Élargissement du programme Opération Été-Bouffe


Publié le 23 juillet 2017

L’équipe de Caroline Lévesque prépare près de 4500 collations nutritives par jour.

©(Photo TC Media - Monica Lalancette)

BESOINS. Le programme Opération Été-Bouffe sort du centre-ville pour combattre l’insécurité alimentaire dans Charlesbourg, Les Rivières, La Haute-Saint-Charles et Beauport.

Quatre camps de jour du secteur de Sainte-Foy et quatre autres situés dans les quartiers Val-Bélair, Neufchâtel, Montmorency et 4-6 profiteront de l’aide alimentaire d’appoint autrefois réservée aux secteurs plus défavorisés du centre-ville.

La pauvreté, ça ne prend pas de vacances l’été et ça ne disparaît pas quand l’année scolaire commence.

Richard Foy, directeur général du Pignon Bleu

Pour l’organisme Le Pignon Bleu qui pilote l’Opération Été-Bouffe, cela signifie qu’on double le nombre d’enfants desservis. Près de 4500 collations nutritives sont ainsi distribuées chaque jour dans 16 camps de jours à travers la Ville.

Les camps de jour ont été ciblés selon les indices gouvernementaux de défavorisation, comme la monoparentalité et le niveau de revenu.

©(Photo Deposit)

Le partenariat découle d’un projet-pilote démarré en 2013, indique le directeur général, Richard Foy. Qu’on en élargisse la portée est une bonne nouvelle selon lui, mais cela illustre que l’insécurité alimentaire ne touche pas seulement les quartiers traditionnellement défavorisés : « Ces besoins-là existaient, mais ils n’étaient pas couverts ».

Les camps de jour ont été ciblés selon les indices gouvernementaux de défavorisation, comme la monoparentalité et le niveau de revenus. On vise particulièrement ceux des quartiers où l’insécurité alimentaire touche entre 15% et 30% des enfants, explique M. Foy. On s'arrime autrement aux données des écoles dans lesquelles de l’aide alimentaire est fournie pendant l’année scolaire.

« Là, quand il faut »

Comme en classe, la distribution estivale est universelle : tous les enfants d’un camp de jour ciblé en bénéficient, explique M. Foy. L’important, selon lui, c’est « d’être là quand il faut ». « On ne sait pas d’avance qui aura moins bien soupé la veille, qui aura sauté son déjeuner, qui aura un lunch insatisfaisant, qui aura dû se débrouiller pour se faire un lunch ce matin-là », énumère-t-il.

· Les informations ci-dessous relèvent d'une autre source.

PR #72, opened 2018-08-27
cid implementation variations++

warpfork:
Enumerating another option -- "Option F" -- for `type struct{string}`.

I originally got nerdsniped into looking at this because of [a comment elsewhere](https://github.com/ipfs/go-path/blob/a8774b68353d38d492a9a918bfa552c4f52f7ff1/path.go#L30-L31); it's also what the tip of #71 is doing.  Definitely deserves to be uniquely identified as an option.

La nouvelle entente conclue avec la Ville de Québec est valide pour trois ans. La Ville allonge une aide de plus de 123 000$
pour les nouveaux parcs, alors que le Pignon Bleu continue de financer ses clientèles du centre-ville. L’organisme fait équipe avec La Butineuse de Vanier pour la coordination du projet dans les quartiers périphériques.

Même si on estime que les besoins les plus criants sont désormais comblés, on garde certains secteurs jugés fragiles à l’œil. Ainsi, Richard Foy n’exclut pas qu’on puisse travailler sur des mesures ciblées dans les milieux plus aisés qui présentent des poches de pauvreté.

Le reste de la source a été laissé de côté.